(Stored data)
■ ■ ■ ■
PR #434, opened 2020-03-05
Navigation re-factor

Patrick1904:
Effort to get rid of semantic-ui, clean up/reduce code, create re-usable components and make UI pixel perfect


vgrichina:
@Patrick1904 LGTM, but please resolve conflicts and make sure all UI strings are translatable before merging

corwinharrell:
@Patrick1904 I think these changes look great. Code is squeaky-clean too ✨ 

In response to your question in slack re the sticky header, I can see why having the header be sticky on the create account page doesn't carry huge benefit. That being said this isn't something I'd think users would really notice, so I don't have a strong opinion.

src/components/responsive/MobileView.js
```diff
@@ -1,321 +0,0 @@
...
-                                    {availableAccounts.length < 2 && <Translate id='desktopPopup.noAccount' />}
-                                </List>
-                                <Button onClick={this.redirectCreateAccount}>
-                                    <Translate id='button.createNewAccount' />
-                                </Button>
-                            </Segment>
-                        </Menu.Menu>
-                    </Segment>
-                </Segment>
-                <GlobalAlert />
```
marcinbodnar, line 315: @Patrick1904 I think you forgot about GlobalAlert, it's not appearing in the Wallet now.

Patrick1904: @marcinbodnar sorry I forgot to tell you that I left it out. It's being used properly in LoginDetails and a few other components. Seems suboptimal to default errors/successes to an inline 'GlobalAlert' at the top of the page, pushing down the rest of the content. It's quick/easy but UX suffers. A global 'status/flag' to reference makes sense. It makes sense to put a reusable fixed position components in Routing, like a modal, snackbar (I should have done that) since they can be added to any page regardless of the page content.

What is the current case that you're going to use the GlobalAlert for? Maybe there's a better way to display error/success in this case

Patrick1904: @marcinbodnar thanks for clarifying. I guess it’s the solution requiring the least effort right now. Reg login success, just note that we recently disabled the GlobalAlert since it only appeared for short sec before re-direct making it appear like a bug.   You can add the GlobalAlert component to Routing.js and it'll be available on every page. The nav is fixed so can’t be inside the nav component. You can put it below it and should work fine.

marcinbodnar: @Patrick1904 If that's not a problem, it would be better if you would add it since you were this part of the project and you know better where to put it now.

Patrick1904: Sure thing here's the commit: https://github.com/nearprotocol/near-wallet/pull/497

marcinbodnar: cool thank you

PR #440, opened 2020-03-09
Linkdrop account funding

Patrick1904:
https://github.com/nearprotocol/near-wallet/issues/409


src/components/accounts/CreateAccount.js
```diff
@@ -42,11 +48,11 @@ class CreateAccount extends Component {
...
-        const { accountId } = this.state
-
-        this.props.createNewAccount(accountId).then(({ error }) => {
-            if (error) return
+        const { accountId, fundingKey } = this.state
 
+        this.props.createNewAccount(accountId, fundingKey).then(({ error }) => {
+            if (error) return;
+                
             this.props.refreshAccount()
```
Patrick1904: @vgrichina , when creating and funding account using link drop, there’s an issue w/ `refreshAccount` and `history.push(nextUrl)`, throwing the following error: `Error loading account: [-32000] Server error: account testaccount33 does not exist while viewing.` Seems `createNewAccount` doesn’t finish properly before continuing. If I wrap them in a 3s timeout it works fine. Do you have any idea how to solve?

src/utils/wallet.js
```diff
@@ -209,15 +222,39 @@ export class Wallet {
...
+            viewMethods: [],
+            changeMethods: ['create_account_and_claim', 'claim'],
+            sender: LINKDROP_CONTRACT_ID
+        });
+        const publicKey = keyPair.publicKey.toString().split(':')[1]
+        await contract.create_account_and_claim({
+            new_account_id: accountId,
+            new_public_key: publicKey},
+            BOATLOAD_OF_GAS
+        ).catch(err => console.log(err));
```
vgrichina: best to avoid mixing `await` and manual usage of promises. So to catch error it's best to wrap into `try` / `catch`

src/utils/wallet.js
```diff
@@ -209,15 +222,39 @@ export class Wallet {
...
+                newAccountPublicKey: keyPair.publicKey.toString()
+            })
+        }
         await this.saveAndSelectAccount(accountId, keyPair);
+
+    }
+
+    async createNewAccountLinkdrop(accountId, fundingKey, keyPair) {
+        const near = await nearlib.connect(fundingConfig);
+        window.localStorage.setItem(`nearlib:keystore:${LINKDROP_CONTRACT_ID}:default`, `ed25519:${fundingKey}`)
```
vgrichina: why not use `keyStore` instead of manipulating storage directly?

src/utils/wallet.js
```diff
@@ -209,15 +222,39 @@ export class Wallet {
...
+        const contract = await near.loadContract(LINKDROP_CONTRACT_ID, {
+            viewMethods: [],
+            changeMethods: ['create_account_and_claim', 'claim'],
+            sender: LINKDROP_CONTRACT_ID
+        });
+        const publicKey = keyPair.publicKey.toString().split(':')[1]
+        await contract.create_account_and_claim({
+            new_account_id: accountId,
+            new_public_key: publicKey},
+            BOATLOAD_OF_GAS
```
vgrichina: this shouldn't be needed, nearlib is AFAIK already passing maximum prepaid gas by default (if it's not – we should update nearlib)

src/utils/wallet.js
```diff
@@ -209,15 +222,39 @@ export class Wallet {
...
 
-        const keyPair = nearlib.KeyPair.fromRandom('ed25519')
-        await sendJson('POST', CONTRACT_CREATE_ACCOUNT_URL, {
-            newAccountId: accountId,
-            newAccountPublicKey: keyPair.publicKey.toString()
-        })
+        if (fundingKey) {
+            await this.createNewAccountLinkdrop(accountId, fundingKey, keyPair);
+            window.localStorage.removeItem(`nearlib:keystore:${LINKDROP_CONTRACT_ID}:default`)
+            // TODO: Figure out better solution than adding and removing from local storage
```
vgrichina: use `keyStore`

src/utils/wallet.js
```diff
@@ -209,15 +222,39 @@ export class Wallet {
...
+                newAccountId: accountId,
+                newAccountPublicKey: keyPair.publicKey.toString()
+            })
+        }
         await this.saveAndSelectAccount(accountId, keyPair);
+
+    }
+
+    async createNewAccountLinkdrop(accountId, fundingKey, keyPair) {
+        const near = await nearlib.connect(fundingConfig);
```
vgrichina: why is separate instance with different config needed?

src/components/accounts/CreateAccount.js
vgrichina: @Patrick1904 I think it's bug in nearcore (at minimum there is mismatch of what finality is used for view calls and submitting transactions). Best to create minimum reproducible example in studio. I think it basically needs existing code from wallet, but also add code to view account state immediately after creation:

```
await contract.create_account_and_claim({
             new_account_id: accountId,
             new_public_key: publicKey},
             BOATLOAD_OF_GAS);
const account = await near.account(accountId);
await account.state();
```

src/utils/wallet.js
```diff
@@ -209,15 +211,49 @@ export class Wallet {
...
+                newAccountId: accountId,
+                newAccountPublicKey: keyPair.publicKey.toString()
+            })
+        }
         await this.saveAndSelectAccount(accountId, keyPair);
+
+    }
+
+    async createNewAccountLinkdrop(accountId, fundingKey, keyPair) {
+        const near = await nearlib.connect({
```
Patrick1904: @vgrichina can you please let me know exactly what I should do here?

src/components/accounts/CreateAccount.js
bowenwang1996: @vgrichina @Patrick1904 what vlad said is correct. By default view call will execute on final blocks, whereas transaction submission works with the latest head. I am not sure what is needed here exactly, but if you are fine with working with non-final result an easy fix would be just to pass the finality requirement to the rpc (probably not well supported on nearlib side right now. You might need to manually construct the view request). 

Actually what I said above only applies to latest code but not testnet. If you have encountered this on testnet it is probably a separate issue.

vgrichina: @bowenwang1996 
>  By default view call will execute on final blocks, whereas transaction submission works with the latest head. 

IMO this should be considered a bug. Default finality should be consistent everywhere.

> probably not well supported on nearlib side right now. 

also would be really nice to not add features to nearcore without adding the same feature on nearlib side

vgrichina: @bowenwang1996 also this is for sure happening on testnet right now. I guess we can temporary fix by spinning tx status check in a loop? Will this be too much load on RPC?

bowenwang1996: transactions cannot not work with latest block. That is how it is supposed to work. Is there some repro that I can take a look?

vgrichina: > transactions cannot not work with latest block. 

I don't understand what this means.

> Is there some repro that I can take a look?

Yes, this PR is repro. There is a link to running instance on Render (as for every PR). Try creating account with this link:

https://near-wallet-pr-440.onrender.com/create?funding_key 8A2DVKfvobNEyrKLJHcLWbPf5s6T1yf9dEX8kFfzAGgeSTbbRFeUiXNBsH4X23sTRgGo1mtTvQ9CoJZPLDwVE5b

it will redirect you to "sorry all accounts removed" or smth like that – because we couldn't find account after contract method which creates account has finished execution

bowenwang1996: I meant that transactions are naturally applied on top of the latest block of the chain.

vgrichina: @bowenwang1996 how does that prevent view calls from operating on previous block? Also maybe it's something else – e.g. send_tx_commit just returns without waiting for all operations to complete when there is create account call from contract?

bowenwang1996: It shouldn't prevent view calls from operating on previous blocks. What can happen is that if you do view on the state that is of the last final block and the block that includes the transaction that creates some account hasn't been finalized yet, this will lead to an error. But I don't think this is what happened given that we don't have this change on testnet yet. I'll take a look soon.

bowenwang1996: Actually the change I made on nearcore side is backward compatible so the problem I described shouldn't exist :)

bowenwang1996: I found the reason after some debugging. The receipts execution results are saved before the head is updated, which means that when querying the state immediately after the `send_tx_commit` returns, it will query the state root as of the previous chunk, not the new chunk which contains the receipts. I don't think this is a bug and you just need to wait maybe 100ms (for the block processing to finish) before querying the state.

Patrick1904: @bowenwang1996 @vgrichina, seems it needs to wait at least 1000ms before loading account. Barely noticeable from UX perspective but unsure what the threshold actually is and maybe not reliable?

vgrichina: >  I don't think this is a bug and you just need to wait maybe 100ms (for the block processing to finish) before querying the state.

@bowenwang1996 this is a bug. We cannot be relying on arbitrary client-side RPC timeouts for system to function properly. We can workaround this to fix current testnet, but it is still a state inconsistency bug on nearcore side.

vgrichina: 1000ms is pretty big from UX standpoint:
https://www.gigaspaces.com/blog/amazon-found-every-100ms-of-latency-cost-them-1-in-sales/

bowenwang1996: @vgrichina @Patrick1904 actually I was wrong. There is a bug on nearcore side that prevents the request from tracking all receipts result. `send_tx_commit` doesn't actually wait until all receipts are executed before returning. I will try to fix it but before it gets into testnet probably some hackery is required to make things work on wallet side.

bowenwang1996: I submitted a PR to fix this issue https://github.com/nearprotocol/nearcore/pull/2252

evgenykuzyakov: It's not how it suppose to work. The contract doesn't care about the account being created, that's why the transaction returns the result before the account is being created here:
https://github.com/nearprotocol/near-linkdrop/blob/master/src/lib.rs#L50

The way it should work contract should return the result of the promise creating a new account if it's important for the function. Here is how it should be implemented:
https://github.com/near-examples/pow-faucet/blob/master/contract-rs/src/lib.rs#L76

Notice function `create_account` returns `PromiseOrValue<()>` which means the function may continue execution if it returns a promise. To fix it in linkdrop contract you need to add `.into()` that will convert `Promise` into `PromiseOrValue`
See example here: https://github.com/near-examples/pow-faucet/blob/master/contract-rs/src/lib.rs#L106

evgenykuzyakov: Here is a linkdrop contract fix: https://github.com/nearprotocol/near-linkdrop/pull/3

Patrick1904: @bowenwang1996 @vgrichina from comments on #2252 it seems that it's not a nearcore bug? Any thoughts on how we can move forward with this?

src/utils/wallet.js
```diff
@@ -246,7 +247,7 @@ export class Wallet {
         await contract.create_account_and_claim({
             new_account_id: accountId,
             new_public_key: publicKey
-        });
+        }, BOATLOAD_OF_GAS);
```
Patrick1904: @vgrichina, the changes made to [linkdrop contract](https://github.com/nearprotocol/near-wallet/pull/440#discussion_r392423775) fixed it, but I can only make it work by manually adding gas. Do you know if there's a way around this right now?

Patrick1904: Funding keys:
`WvFanAHobBP3MsHY2Rckn8aNAiuV8rYxRpYZ4gybSz1dgjTWAAEytVYRza4GMsWApH8a5pydkuzfCSsfHBpGTqr`
`62zFv9jCMMvkjzEXMsp17aPJmGcf3Xh7JdZiAcKQs1qeSxLf1a8RiTCGaza9qZgeCgbnaj5Vmbz7om286jnMXFFs`

Patrick1904: @vgrichina do you have any advice on how to avoid adding gas manually? thanks

vgrichina: How much gas does tx cost?

Patrick1904: @vgrichina: https://explorer.nearprotocol.com/transactions/8VRCPvxWEUnn986DKJmeqmQLUZBR27J3DKz5mFtEdQ4Y

vgrichina: @Patrick1904 I think it should be fine with default attached gas value then (it's `10000000000000000` in latest nearlib).

src/utils/wallet.js
```diff
@@ -209,15 +212,42 @@ export class Wallet {
...
+    async createNewAccountLinkdrop(accountId, fundingKey, keyPair) {
+        const account = this.getAccount(LINKDROP_CONTRACT_ID);
+
+        await this.keyStore.setKey(
+            NETWORK_ID, LINKDROP_CONTRACT_ID, 
+            nearlib.KeyPair.fromString(fundingKey)
+        )
+
+        const contract = new nearlib.Contract(account, LINKDROP_CONTRACT_ID, {
+            viewMethods: [],
```
vgrichina: nit: don't really need `viewMethods` here

src/components/accounts/CreateAccount.js
```diff
@@ -25,6 +27,10 @@ class CreateAccount extends Component {
         }
     }
 
+    handleFundingKey = () => {
+        this.setState({fundingKey: new URLSearchParams(window.location.search).get('funding_key')});
```
vgrichina: I think it might be better not to rely on `window.location` to make sure all works well with router:
https://learnwithparam.com/blog/how-to-handle-query-params-in-react-router/

src/utils/wallet.js
Patrick1904: Interesting it works now without adding manually. It used to not work. Fixing now.

vgrichina: @Patrick1904 nearlib update may be what changed this.

vgrichina:
@Patrick1904 is this still supposed to be draft or ready for final review / merge?

Patrick1904:
> @Patrick1904 is this still supposed to be draft or ready for final review / merge?

Last fix will be: https://github.com/nearprotocol/near-wallet/pull/440#discussion_r396850474

src/utils/wallet.js
```diff
@@ -25,6 +25,8 @@ const ACCOUNT_ID_REGEX = /^(([a-z\d]+[-_])*[a-z\d]+[.@])*([a-z\d]+[-_])*[a-z\d]+
 export const ACCOUNT_ID_SUFFIX = process.env.REACT_APP_ACCOUNT_ID_SUFFIX || '.test'
 export const ACCOUNT_CHECK_TIMEOUT = 500
 
+const LINKDROP_CONTRACT_ID = 'linkdrop-test-1';
```
vgrichina: @Patrick1904 sorry that I missed this earlier, but I think we need to pass this as part of URL, e.g. `fundingContract`.

Patrick1904: @vgrichina I've added `fundingContract` to URL. E.g.

http://localhost:1234/create/linkdrop-test-1/xGY3TYSTmXEtqAT4C1L5vDdCwHBCmvvUM8XVpRuqHiu3u9ttoDMje3iZTbYFqrrwjGADWkRYNKztxjvctzoazEG

PR #445, opened 2020-03-13
fix license to be dual license MIT and Apache

mikedotexe:
Discussions have landed that while `nearcore` will have the GNU license, many other repositories will have a dual license of MIT and Apache. This is one of those repositories.


vgrichina:
@mikedotexe friendly ping

mikedotexe:
> @mikedotexe friendly ping

thanks, pushed

PR #454, opened 2020-03-18
Recovery setup re-design

Patrick1904:
https://github.com/nearprotocol/near-wallet/issues/355


kcole16:
@corwinharrell Noticed the submit button is below the fold on my 13 inch Mac. @Patrick1904 And I were thinking to cut the h2, and reduce the margin of the h1.

Screen Shot 2020-03-23 at 6 02 38 PM

Also considering adding a hoverable "?" next to "Basic Security" and "Advanced Security" with additional details around the recovery process and the tradeoffs

vgrichina:
@kcole16 
> Noticed the submit button is below the fold on my 13 inch Mac. 

that is also happening on like all the phones and not solvable with just changes to page heading. I think ultimately it's a non issue as users nowadays are more used to scrolling.

vgrichina:
@kcole16 also let's make sure to test everything on mobile.

I'll also get us licenses of https://sizzy.app to make it easy to check multiple form factors at once

kcole16:
> that is also happening on like all the phones and not solvable with just changes to page heading. I think ultimately it's a non issue as users nowadays are more used to scrolling.

The mobile experience is much better than the desktop one currently, as autofocus makes the submit button clearly visible. Scrolling is fine on mobile, less so on desktop.

Good call on sizzy.app!

corwinharrell:
@kcole16 I'm in general agreement with @vgrichina about content below the fold. Whenever this topic comes up I usually share this: https://www.hugeinc.com/articles/everybody-scrolls. Others might disagree but I think that we are at a point where people operate digital products with an expectation to scroll and that its not something thats going to break an experience.

In our scenario, the main thing that results in such large content height is our typographic scale and use of white space. Our typography on desktop is quite large for a utilitarian UI. It's more appropriate for marketing sites like our own, where the same styles are used I believe.

For a UI, especially one which plays a role of displaying large amounts of activity and financial / blockchain related data, the typography needs to be a bit tighter and contain less variation. A UI is likely to contain a larger number of interactive elements, components, and labels than just a static page with text. The result of having a scale with such large variations between different font-sizes is that everything overall just ends up being bigger and taking up more space than it needs to. This is something I've noted as a possible thing to explorer in a redesign.

Ultimately I think in the context of a UI like this you should be able to display more than just 3 inputs and a button on a page when viewing it on desktop, so just wanted to keep that in for future changes.

corwinharrell:
There's part of me that actually feels like we may have stripped out _too much_ content that may have provided some good context, but I may need to look back at it to be sure.

src/translations/en.global.json
```diff
@@ -184,31 +185,20 @@
...
-        "useInstead": {
-            "email": "Use email instead",
-            "phoneNumber": "Use phone instead"
-        },
-        "switchToManualBackup": {
-            "title": "Switch to Manual Backup",
-            "text": "With this option, you must write down and save a 12 word phrase to recover your account.",
-            "button": "Setup <span>Recovery Phrase</span>"
-        }
+        "subTitleOne": "Select the method you would like to use if you ever need to recover your account.",
```
kcole16: "Select an account recovery method:"

kcole16:
@corwinharrell @vgrichina Fair points. I'm open to continuing with the current version (with some copy tweaks) for now, until we make broader font and spacing changes. 

We can monitor for user behavior changes/user testing feedback on this screen in the meantime. 

@Patrick1904 Thoughts?

vgrichina:
@Patrick1904 please resolve conflicts

Patrick1904:
> @corwinharrell @vgrichina Fair points. I'm open to continuing with the current version (with some copy tweaks) for now, until we make broader font and spacing changes.
> 
> We can monitor for user behavior changes/user testing feedback on this screen in the meantime.
> 
> @Patrick1904 Thoughts?

I don't have a strong opinion on this as I see pro's and con's with both approaches. Let's go with current and get a feel for it and hopefully some user feedback and we can adjust accordingly.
■ ■ ■ ■
**INSTRUCTIONS TO FOLLOW**
Write out every line of the entries that holds the word "explorer".

**TASK SOLUTION**
Patrick1904: @vgrichina: https://explorer.nearprotocol.com/transactions/8VRCPvxWEUnn986DKJmeqmQLUZBR27J3DKz5mFtEdQ4Y
For a UI, especially one which plays a role of displaying large amounts of activity and financial / blockchain related data, the typography needs to be a bit tighter and contain less variation. A UI is likely to contain a larger number of interactive elements, components, and labels than just a static page with text. The result of having a scale with such large variations between different font-sizes is that everything overall just ends up being bigger and taking up more space than it needs to. This is something I've noted as a possible thing to explorer in a redesign.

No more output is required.